What you should do:
Report each line of the data that has "description" somewhere in it.

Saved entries
· · · · ·

PR #720, opened 2024-01-12
Closes #397: Implement scrolling support for autolayout containers

### LINKED ISSUE #397: Autolayout containers with scrolling don't scroll
Autolayout containers that have a sizing mode other than Hug with scrolling enabled in Figma don't scroll in Android. Scrolling works in the list widget because that is implemented using Row() or Column(), but non-widget autolayout frames are implemented using Box(). To support scrolling with a box, we may need something like this:

Box(scrolling = true) { Box(contents) }

rylin8:
Use Modifier.scrollable() to enable scrolling on autolayout frames. Handle the scrolling logic manually by keeping track of the scroll offset and passing it to layout. The layout function also sets the extents of the scrollable frame's children in order to establish the scrollable bounds.

Note that scrolling to the end of a list does not have the same overscroll bounce effect that native scrollable containers have.

Cleaned up unused fields and data structures for text measurement

Optimized text remeasurement by only resubscribing to layout if data in the text changes. Previously, it was resubscribing too often because ParagraphIntrinsics is not a data class and its equality comparison would return false, triggering the DisposableEffect that subscribes to layout to run unnecessarily.


timothyfroehlich (changes requested):
You've got some merge conflicts, plus it seems like the screenshot diff didn't re-run when the base branch changed (which makes sense, I don't think I had the action set up to handle that). I'm manually re-running it.

timothyfroehlich:
Looks like the update comment job of the screenshot comparison is failing, probably because the base branch changed. I suspect it'll work again once a new commit is pushed.

crates/layout/tests/layout_tests.rs
```diff
@@ -343,6 +343,105 @@ fn test_horizontal_fill_resize() {
...
+    // Change root node size and check that child stretches correctly
+    let result = manager.set_node_size(0, 0, 200, 200);
+    assert!(result.changed_layouts.contains_key(&1));
+
+    let child_layout_result = manager.get_node_layout(1);
+    assert!(child_layout_result.is_some());
+    let child_layout = child_layout_result.unwrap();
+    assert!(child_layout.width == 150.0);
+    assert!(child_layout.height == 150.0);
+}
```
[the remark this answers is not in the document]
rylin8: Fixed

designcompose/src/main/java/com/android/designcompose/Layout.kt
```diff
@@ -541,81 +568,116 @@ internal inline fun DesignFrameLayout(
...
+                val childLayout = LayoutManager.getLayoutWithDensity(layoutData.layoutId)
+                if (childLayout == null) {
+                    Log.d(TAG, "Place error null layout: $name child $index layoutId $layoutId")
                 } else {
-                    val childLayout = LayoutManager.getLayoutWithDensity(layoutData.layoutId)
-                    if (childLayout == null) {
-                        Log.d(TAG, "Place error null layout: $name child $index layoutId $layoutId")
-                    } else {
-                        placeable.place(x = childLayout.left(), y = childLayout.top())
+                    var hScrollOffset = 0
```
iamralpht, line 647: I was surprised to see that Compose seems to [implement the scroll offset using layout, too](https://cs.android.com/androidx/platform/frameworks/support/+/androidx-main:compose/foundation/foundation/src/commonMain/kotlin/androidx/compose/foundation/Scroll.kt).

designcompose/src/main/java/com/android/designcompose/Layout.kt
```diff
@@ -541,81 +568,116 @@ internal inline fun DesignFrameLayout(
...
+                                        .coerceAtLeast(0F)
+                            } else {
+                                val vMargin = view.style.padding.bottom.pointsAsDp(density).value
+                                designScroll.scrollMax.value =
+                                    (childLayout.top + childLayout.height - myHeight + vMargin)
+                                        .coerceAtLeast(0F)
+                            }
+                        }
                     }
+                    placeable.place(
```
iamralpht, line 672: Compose's own scrollable implementation uses [`placeable.placeWithLayer`](https://cs.android.com/androidx/platform/frameworks/support/+/androidx-main:compose/foundation/foundation/src/commonMain/kotlin/androidx/compose/foundation/Scroll.kt;l=396) which means that the rendering of the children will be cached in a display list (which seems like a good choice for these containers because most likely the children aren't changing much if at all).

iamralpht (changes requested):
Please try with `placeable.placeWithLayer` as it aligns better with the Compose implementation.

rylin8:
> Please try with `placeable.placeWithLayer` as it aligns better with the Compose implementation.

Done. I also noticed that the text in DesignSwitcher was triggering layout frequently, and found that `ParagraphIntrinsics` was triggering the `DisposableEffect` even when the text or style did not change. I optimized this by only resubscribing to layout if data in the text changes.

designcompose/src/main/java/com/android/designcompose/Layout.kt
rylin8: Done

iamralpht (approved):
Excellent, thanks for digging in.

designcompose/src/main/java/com/android/designcompose/Layout.kt
```diff
@@ -490,7 +484,22 @@ internal fun calcLayoutInfo(
...
+        var horizontalScroll = false
+        var verticalScroll = false
+        when (view.scroll_info.overflow) {
+            is OverflowDirection.VERTICAL_SCROLLING -> {
+                verticalScroll = true
+            }
+            is OverflowDirection.HORIZONTAL_SCROLLING -> {
+                horizontalScroll = true
+            }
+            is OverflowDirection.HORIZONTAL_AND_VERTICAL_SCROLLING -> {
```
timothyfroehlich, line 496: We don't have any way of surfacing this to the user, right? That we don't support both?

timothyfroehlich (approved):

PR #750, opened 2024-01-25
Closes #746: Fix Design switcher error message layout sizes

### LINKED ISSUE #746: Design switcher error messages are laid out with the wrong size
The text has the correct size, but its parent or ancestor has too small of a height, so the message ends up overlapping other messages in the status list. I have been unable to reproduce this in a testing environment.
Screenshot 2024-01-24 at 5 01 11 PM

rylin8:
The #MessageFailed node was getting an incorrect height even though all its children were correct. Downloading a new version of the node fixes the issue.


rylin8:
How it looks with this change: Screenshot 2024-01-25 at 1 52 11 PM

rylin8:
I spent hours trying to figure out why this was happening but all test scenarios resulted in the correct layout being computed. I made a branch of the Design Switcher Figma doc and started playing around with the layout of `#MessageFailed`, and at some point it started working. I undid my changes, but it still worked. I compared the node data of the branch with the original and found that the only difference was in the "overrides" section below. Even so, I don't quite understand what changed since I don't see a difference in the overridden fields. My guess is that the Figma dev REST api changed slightly and my updates triggered a small change to the response that fixes the layout.
```
            "overrides": [
              {
                "id": "I2:152;2:144",
                "overriddenFields": [
                  "sharedPluginData",
                  "pluginData"
                ]
              },
              {
                "id": "2:152",
                "overriddenFields": [
                  "counterAxisSizingMode",
                  "name"
                ]
              },
              {
                "id": "I2:152;2:143",
                "overriddenFields": [
                  "layoutAlign"
                ]
              }
            ]
```

timothyfroehlich (commented):
Odd. I guess if it works it works!

iamralpht (approved):

PR #754, opened 2024-01-26
Closes #753: Fix variant resolution with components instances whose names differ from their component set.

### LINKED ISSUE #753: Variant resolution gets confused with multiple components that use the same properties
Our variant search algorithm currently works by taking all the variants set from @DesignVariant annotations and looking for matches in the Figma document. However if there are multiple components that have the same properties, variant resolution sometimes picks the wrong component and cannot resolve the variant.

For example, we have a `GreenComponent` and a `BlueComponent`, each of which use three properties: `#scheme`, `#border`, and `#shade`. The variant resolution algorithm looks for a component to match the node `#scheme=blue, #border=square, #shade=three`. The component instance is an instance of `BlueComponent` so it should be easy to find, but instead the algorithm looks in `GreenComponent` because it. has the same number of matching properties, and fails to find a variant.

The algorithm should not need to look at other components since it knows that the component being resolved is an instance of `BlueComponent`.
Screenshot 2024-01-26 at 10 18 00 AM
Screenshot 2024-01-26 at 10 18 09 AM

rylin8:
Deleted a bunch of code that would look for the component set to use given the variant properties and values being used. Instead, just use the component set name associated with the component instance being composed. Added more to the VariantProperties test to test this.


rylin8:
It's been awhile since doing anything with the variant resolution algorithm. Here I deleted a bunch of code that would look for the component set to use given the variant properties and values being used. I'm instead using the component set name associated with the component instance being composed. I'm not sure why the deleted code was ever needed -- am I forgetting about a specific use case or was this just overcomplicated code? Media looks fine and all the Validation tests look correct too.

timothyfroehlich (commented):
This is probably a good time to add a set of screenshot tests for VariantProperties. `integration-tests/validation/src/testDebug/kotlin/com/android/designcompose/testapp/validation/InteractionTriggers.kt` would work as a good template.

rylin8:
> This is probably a good time to add a set of screenshot tests for VariantProperties. `integration-tests/validation/src/testDebug/kotlin/com/android/designcompose/testapp/validation/InteractionTriggers.kt` would work as a good template.

Tests added!

timothyfroehlich:
I love it!

timothyfroehlich (approved):

iamralpht:
Oh good - this code was also showing up in the profile for Battleship last time I ran, and now we also don't need to migrate it to Rust... many benefits!

rylin8:
> Oh good - this code was also showing up in the profile for Battleship last time I ran, and now we also don't need to migrate it to Rust... many benefits!

Showing up meaning it was slow?

iamralpht (approved):

iamralpht:
> > Oh good - this code was also showing up in the profile for Battleship last time I ran, and now we also don't need to migrate it to Rust... many benefits!
> 
> Showing up meaning it was slow?

Yes - it was slow, but really only in aggregate (which Battleship shows)

PR #6274, opened 2019-07-26
Force user to explicitly select token scope, show warning if user scopes to account

### LINKED ISSUE #6266: API token default scope: user or project?
Followup to #994: 

@brettcannon [asks](https://discuss.python.org/t/pypi-security-work-multifactor-auth-progress-help-needed/1042/33):

> > @ewdurbin said: By default, newly created tokens will have “user” scope, meaning that they’ll behave exactly like your password.

> Are there plans to change this default so that using such a strong token is not the default so that people have to opt into it? (I’m no security expert so this is more inquisitive.)

As far as I know there are no such plans but I'd like @woodruffw and @nlhkabu to weigh in.

woodruffw:
Closes #6266 
Builds on #6271.

cc @nlhkabu


nlhkabu:
## Updated errors (to be consistent)
Screenshot from 2019-07-27 10-43-56

## Updated warning text
Only shown when "whole account" is selected:
Screenshot from 2019-07-27 10-44-24

nlhkabu:
ready for review @di or @ewdurbin:

Functional updates:
- Force users to explicitly select scope (and show form error if no scope selected)
- Show "warning" message if "entire account" scope is selected

warehouse/templates/manage/token.html
```diff
@@ -70,15 +70,20 @@ <h2>Token for "{{ macaroon.description }}"</h2>
         <p id="description-help-text" class="form-group__help-text">What is this token for?</p>
       </div>
       <div class="form-group">
-        <label for="scope" class="form-group__label">Scope</label>
-        <select name="token_scope" id="scope" class="form-group__input">
+        <label for="token_scope" class="form-group__label">Scope</label>
+        <select name="token_scope" id="token_scope" class="form-group__input" aria-describedby="token_scope-errors">
+          <option hidden selected value="scope:unspecified">Select scope...</option>
```
di:
```suggestion
          <option disabled selected value="scope:unspecified">Select scope...</option>
```

I think it's better here if this is visible, but disabled. As is, when the user opens the select box, "Entire account" already appears to be selected, but it's not _actually_ selected until the user clicks on the option.

Before:
Screen Shot 2019-07-29 at 10 43 40 AM

After:
Screen Shot 2019-07-29 at 10 43 24 AM

PR #6288, opened 2019-07-29
Improve API UI

### LINKED ISSUE #6257: Add API Token form confusion
noticed that the form elements for adding an API Token still display after creating a token

Screen Shot 2019-07-25 at 11 04 22 AM

This is a bit confusing, and I'm not sure if intentional

nlhkabu:
Closes #6257 

Screenshot from 2019-07-29 06-48-50

- Makes permissions explicit in token creation form
- Lists permission and scope above API token display
- Adds "Add another token" heading, when displaying API token


Carreau:
Thanks ! That Looks Great !

PR #6301, opened 2019-07-29
warehouse: Allow maintainers to craft project tokens

### LINKED ISSUE #6262: [Project-scoped API tokens] aren't available to maintainers
**Describe the bug**

When I use a "bot" account with "Maintainer" level access to projects, there are no projects to select from in the form for the token creation.

**Expected behavior**

Since this "bot" can upload dists using user/password auth, it should also have similar privileges set when using tokens.

**To Reproduce**

Go to https://pypi.org/manage/account/token and try selecting a project where you have only "Maintainer"-level access, not "Owner".

**My Platform**

N/A

**Additional context**

N/A

woodruffw:
Closes #6262.

cc @di / @dstufft / @brainwane


woodruffw:
> Perhaps it should link to `project/[project name]/` if the user is a maintainer. Or if that's inelegant, it should link to that page for all users.

Done: I've linked to `/project/{name}` unconditionally, since retrieving the user's role for each project would be a little inelegant in this context (and I think consistency is best, since we're filling out a single row within a table).

warehouse/manage/views.py
```diff
@@ -559,7 +559,24 @@ def __init__(self, request):
...
+        projects = (
+            self.request.db.query(Project)
+            .join(
+                projects_owned_or_maintained,
+                Project.id == projects_owned_or_maintained.c.id,
+            )
+            .order_by(Project.name)
+            .all()
+        )
         return [project.name for project in projects]
```
di: Looks like this all could probably just become:

```python
sorted(project.name for project in request.user.projects)
```

unless I'm missing something.

woodruffw:
@di should be good for another pass!

PR #6305, opened 2019-07-29
warehouse: Catch WebAuthn exceptions, populate list

woodruffw:
Populates `webauthn-errors` with any errors we receive from the Credentials API, and uses a more idiomatic Promises structure to avoid fall-through exceptions.

Also forces `fetch` to send credentials on the same origin, which was causing 303s with Chrome 67.


brainwane:
@di mind merging?

warehouse/static/js/warehouse/utils/webauthn.js
```diff
@@ -185,23 +187,28 @@ export const ProvisionWebAuthn = () => {
...
-    }
+      const status = await postCredential(label, transformedCredential, csrfToken);
+      if (status.fail) {
+        populateWebAuthnErrorList(status.fail.errors);
+        return;
+      }
 
-    window.location.replace("/manage/account");
+      window.location.replace("/manage/account");
+    }).catch((error) => {
```
webknjaz: why not use try/catch style instead?

woodruffw: I was under the impression that await-then-catch was the idiomatic way to do this kind of pattern with async code in ES6. But N.B. that I'm not much of a JS programmer.

PR #6319, opened 2019-07-30
Warn users about the consequences of deleting a project

### LINKED ISSUE #6318: Warn maintainers that deleting a project allows the name to be reclaimed
Maintainers deleting their project may not realise that doing so frees up the name completely, allowing it to be claimed by malware authors, without any managed transfer of maintenance responsibility.

* an explicit warning that full deletion allows immediate name takeover
* an easy way to yank every released version instead (preferably as one of the options in the warning notice)

**Additional context**
* Victor Stinner just did this for several of his projects, and may need help reclaiming the names

di:
Fixes #6318.

Screen Shot 2019-07-30 at 12 01 37 PM


brettcannon:
What does "with 1 release" mean? Is the latest release taken out but the files for all other releases left behind? (Basically I'm wondering if project deletion leads to a situation as bad as left-pad or just more of an index deletion than a complete nuking of the project).

di:
The "with `N` release(s)` line is already present, it links to all the existing releases (and the number changed depending on the number of releases).

From a user's perspective, project deletion deletes everything: the project, all releases, all files.

Behind the scenes: we delete everything _except_ the actual distribution file in our storage bucket, but the only way a user would be able to continue installing a deleted distribution would be to have the URL to that file and do `pip install https://files.pythonhosted.org/../............`. We also maintain a reference to what distributions once existed, which allows us to continue preventing filename reuse.

nlhkabu:
Updated as discussed @di 

Screenshot from 2019-07-31 07-24-28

· · · · ·

Solution below:
@@ -70,15 +70,20 @@ <h2>Token for "{{ macaroon.description }}"</h2>
         <p id="description-help-text" class="form-group__help-text">What is this token for?</p>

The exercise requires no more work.